■ Stored data ■
= = = = = = =
PR #1525, opened 2022-01-17
Fixed the localization of the Namespaces string

brumik:
Issue: AAH-1069

**Before**
Screenshot from 2022-01-17 10-51-15

**After**
Screenshot from 2022-01-17 10-50-11

### DIFF
--- a/CHANGES/1069.misc
+++ b/CHANGES/1069.misc
@@ -1,0 +1,1 @@
+Fixed the namespace localization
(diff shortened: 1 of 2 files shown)


himdel (approved):
Both strings are marked for translation, works for me :+1: 

I'm slightly worried that using `` t`..` `` + `i18n._` could lead to double translation if the `t` bit ever starts translating that, but we can use `defineMessage` once all callers are converted.

Thanks :)

PR #1526, opened 2022-01-19
Added insights dev setup standalone

brumik:
Issue: AAH-1262

This commit changes up the development setup for insights, now it
is using keycloak and insights-standalone to spin up the local
development mode.

I made a copy of the webpack file and removed the minimal amount of variables that were not used in the development mode, then added the insights standalone and some extra options to not to compile PF. 

***Important***: The insights URL is `http://localhost:8002/beta/ansible/automation-hub`. It does not work without the `beta` since the pendo tries to load then.

Tested:
**Local galaxy backend running on port 5001**
* `npm start` --> insights version
* `npm run start-standalone` --> standalone version
* local backend running the UI in a container (`compose up` with UI path) --> standalone version

**Production version**
* no changes to the production script

## Directions to the most stable setup I know yet
1. Pull this PR
2. UI: `sudo rm -rf dist` --> the docker is the owner of the compiled files if you used it from galaxy, if not deleted the build will fail on permissions
3. UI: `npm ci`
4. UI: `npm start` (this takes a while on first startup to download the images)
5. GALAXY: in the compose.env set `COMPOSE_PROFILE=insights` and comment out `#ANSIBLE_HUB_UI_PATH='~/Documents/ansible-hub-ui'`
6. GALAXY: general rebuild and cleaning: `make docker/build && make docker/resetdb && make docker/migrate && make docker/loaddata`
7. `compose up` - start the api backend
8. If all done visit: `http://localhost:8002/beta/ansible/automation-hub` --> note the beta
9. Login info to the keycloak is: admin/admin


config/webpack.dev.base.config.js
```diff
@@ -0,0 +1,180 @@
...
+
+  const isStandalone = customConfigs.DEPLOYMENT_MODE !== 'insights';
+
+  // config for HtmlWebpackPlugin
+  const htmlPluginConfig = {
+    // used by src/index.html
+    applicationName: customConfigs.APPLICATION_NAME,
+    targetEnv: customConfigs.DEPLOYMENT_MODE,
+
+    ...(isStandalone && {
```
brumik, line 58: Merged the htmlPluginConfig variables into one object.

Standalone mode overwrites favicon, insights not.

config/webpack.dev.base.config.js
```diff
@@ -0,0 +1,180 @@
...
+    htmlPlugin: htmlPluginConfig,
+    debug: true,
+    https: false,
+    port: 8002,
+    ...(isStandalone && {
+      // frontend-components-config 4.5.0+: don't remove patternfly from non-insights builds
+      bundlePfModules: true,
+    }),
+    ...(!isStandalone && {
+      appUrl: ['/beta/ansible/automation-hub/', '/ansible/automation-hub/'],
```
brumik, line 77: If it is an insights mode we need to define appUrl, deployment and we are using the `standalone` version to run it locally. It has inbuilt keycloak and proxies the API to to our `localhost:5001`. I could not use here the variable `API_HOST` without breaking the frontend.

config/webpack.dev.base.config.js
```diff
@@ -0,0 +1,180 @@
...
+  if (customConfigs.DEPLOYMENT_MODE === 'insights') {
+    /**
+     * Generates remote containers for chrome 2
+     */
+    plugins.push(
+      require('@redhat-cloud-services/frontend-components-config/federated-modules')(
+        {
+          root: resolve(__dirname, '../'),
+          useFileHash: false,
+          exclude: [
```
brumik, line 162: Exluding the frontend components and PF from compilation when on dev. By default insights ships React, PF, frontend-components already in production mode. 

This list does not contain React (it is more tricky than just include on this list), and this means that we can only see production react error messages when using the `insights` mode to develop.

himdel: This seems like a list that will evolve over time, any chance we take it from a default config?
(I assume this is also happening in non-dev insights mode, where it would have to be coming from the default config, right?)

package.json
```diff
@@ -90,7 +90,7 @@
         "prettier:check": "prettier -l 'src/**' 'config/**' 'test/**'",
         "prod": "NODE_ENV=production webpack serve --config custom.dev.config",
         "server:ctr": "node src/server/generateServerKey.js",
-        "start": "NODE_ENV=development webpack serve --host 0.0.0.0 --config config/insights.dev.webpack.config.js",
+        "start": "NODE_ENV=development webpack serve --config config/insights.dev.webpack.config.js",
```
himdel, line 93: Any reason for this change? Both start-pulp and start-standalone use it, I believe the container environment depends on it listening on other IP addresses.

profiles/galaxy-ng-compose.js
```diff
@@ -1,25 +0,0 @@
-/*global module*/
```
himdel, line 1: this file is referenced by `galaxy_ng/dev/insights/docker-compose-ui.yaml`, is it really dead? Do we need a correpsonding change there as well?

src/AppEntry.js
```diff
@@ -1,7 +1,6 @@
 import React from 'react';
 import { BrowserRouter as Router } from 'react-router-dom';
 import { Provider } from 'react-redux';
-import logger from 'redux-logger';
```
himdel, line 4: this would seem to remove redux-logger from all development setup, any reason to do that?

.ls-lint.yml
```diff
@@ -15,7 +15,7 @@ ls:
     .js: kebab-case | snake_case
 
   .d.ts: kebab-case
-  .js: kebab-case
+  .js: kebab-case | PascalCase
```
himdel, line 18: unless `AppEntry` is actually required by something external, let's keep the original names

config/webpack.dev.base.config.js
```diff
@@ -0,0 +1,180 @@
...
+      // frontend-components-config 4.5.0+: don't remove patternfly from non-insights builds
+      bundlePfModules: true,
+    }),
+    ...(!isStandalone && {
+      appUrl: ['/beta/ansible/automation-hub/', '/ansible/automation-hub/'],
+      deployment: 'beta/apps',
+      standalone: {
+        api: {
+          context: [customConfigs.API_BASE_PATH],
+          target: 'http://localhost:5001',
```
himdel, line 82: I don't think we can hardcode 5001 here, for the container env, this changes to 8000 (as per `profiles/galaxy-ng-compose.js`)

config/webpack.dev.base.config.js
himdel: > deployment and we are using the standalone version to run it locally.

Sorry, I'm not sure what you mean, is there a word missing?

`appUrl` seems sensible, though I wonder how this works in prod .. I was under the impression that the config is reading `package.json` `.insights.appname` to set these, do you know if that's still true? :)

Also, how does `API_HOST` break the frontend? The default value is empty? (I was under the impression that `API_HOST` is currently unused really, other than as a local debugging tool, so I wonder if I'm missing some use.)

himdel:
> I made a copy of the webpack file and removed the minimal amount of variables that were not used in the development mode, then added the insights standalone and some extra options to not to compile PF.

Looking at the diff, the change would really be just extra imports, adding

```js
    ...(!isStandalone && !isBuild && {
      appUrl: ['/beta/ansible/automation-hub/', '/ansible/automation-hub/'],
      deployment: 'beta/apps',
      standalone: {
        api: {
          context: [customConfigs.API_BASE_PATH],
          target: `http://localhost:${some api port var}`,
        },
        rbac,
        ...defaultServices,
      },
    }),
```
= = = = = = =
■ Work to be completed ■
State how many lines of the listing hold the string "amount"; reply with the number and nothing else.

■ Answer to this exercise ■
2